Dr. Tai-Shung (Neal) Chung is the Provost’s Chair Professor at the Department of Chemical and Biomolecular Engineering, National University of Singapore. His research focuses on polymeric membranes for clean water and clean energy. In 2005-2008, he worked as a Senior Consultant for Hyflux, led and built its membrane research team. He became a Fellow in the Academy of Engineering Singapore in 2012 and received IChemE (Institute of Chemical Engineers, UK) 2014 Underwood Medal for exceptional research in separations and Singapore President’s Technology Award in 2015. He was a highly cited researcher in Chemical Engineering & Materials Science and Engineering by the Elsevier and Shanghai Global Ranking in 2016 and received Distinction Award in Water Reuse and Conservation from International Desalination Association (IDA) in 2016. He is an author of 1 book, 24 book chapters, ³ 700 Journal papers, > 70 patents (including 46 US patents, 34 regional and Singapore patents), and 350 conference papers. He has the world highest number of publications in J. Membrane Science (Impact Factor = 6.578). So far, he has trained and produced 68 PhD, 23 MEng and 120 post-doctors. His H-index = 89 (Scopus) or 103 (Google Scholar); Number of citations > 31,486 (Scopus) and > 40,577 (Google Scholar) (June 30, 2018).

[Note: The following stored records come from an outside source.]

PR #613, opened 2016-01-05
added a page for the read builtin

Cvetomird91:
Added a page for the read builtin of BASH shell. I mentioned in the description that this is the read for this specific shell, as the options of read in zsh and fish differ from those in BASH.

### DIFF
--- a/pages/common/read.md
+++ b/pages/common/read.md
@@ -2,7 +2,6 @@
 
 > BASH builtin for retrieving data from standard input
 
-<<<<<<< HEAD
 - Store data that you type from the keyboard:
 
 `read {{variable}}`
--- a/pages/common/read.md
+++ b/pages/common/read.md
@@ -20,6 +20,4 @@
 
 - Use a specific character as a delimiter instead of a new line:
 
-- Store data that you type from the keyboard:
-
-`read -d {{delimiter}} {{variable}}`
+`read -d {{new_delimiter}} {{variable}}`
--- a/pages/common/read.md
+++ b/pages/common/read.md
@@ -1,6 +1,6 @@
 # read
 
-> BASH builtin for retrieving data from standard input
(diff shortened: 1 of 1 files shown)


igorshubovych:
Thanks. It works in Zsh too, with some of these options working.
http://zsh.sourceforge.net/Doc/Release/Shell-Builtin-Commands.html

Maybe it makes sense to combine.

Cvetomird91:
Should I add a notice at the end of the descriptions of the BASH specific options? How should I proceed?

igorshubovych:
@Cvetomird91 

Did you use all of these options on daily basics. I would suggest to cut some options to those working in both Bash and Zsh. The fact that we accept 5-6 examples does not mean the page has to have 5-6 examples. Less is better in this case.

igorshubovych:
@Cvetomird91 also could you please tune syntax according to recent changes in our [contributing guidelines](https://github.com/tldr-pages/tldr/blob/master/CONTRIBUTING.md#markdown-format). Notice colons and capital letters.

rubenvereecken:
@Cvetomird91 you can use our automatic formatting to fix your linting woes, try `npm install tldr-lint` and then `tldr tldrl` to figure out how to go from there.

Cvetomird91:
Thank you for creating the linter for the project. I will run it and update this PR accordingly shortly today.

igorshubovych:
@Cvetomird91 let us know if you have any problem with it

Cvetomird91:
Thank you for your patience. 

I will resolve this shortly. 

I checked and all of these options for read under zsh appear not to be present.

I decided to leave those. I will squash the commits and update you today.

igorshubovych:
Hey. No need to squash commits anymore. Thank you! for your contribution!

Dr. Chun Feng Wan is a research fellow at the department of Chemical and Biomolecular Engineering, National University of Singapore (NUS). He obtained his bachelor (1st Honor) and PhD in chemical engineering from in Prof Chung’s membrane research group in NUS. His research focuses on membrane synthesis, membrane module production, process design and pilot testing for osmotic power generation by pressure retarded osmosis. He has been awarded the Chinese out-standing PhD student study abroad, AICHE-SLS young researcher award and Forbes 30 under 30 Asia. He has first-authored 8 and co-authored 12 research articles in Journal of Membrane Science, Applied Energy and other leading research journals. His H-index in 11 (Scopus)12 (Google Scholar) and citation is 458 (Scopus) or 548 (Google Scholar) (June 30 2018).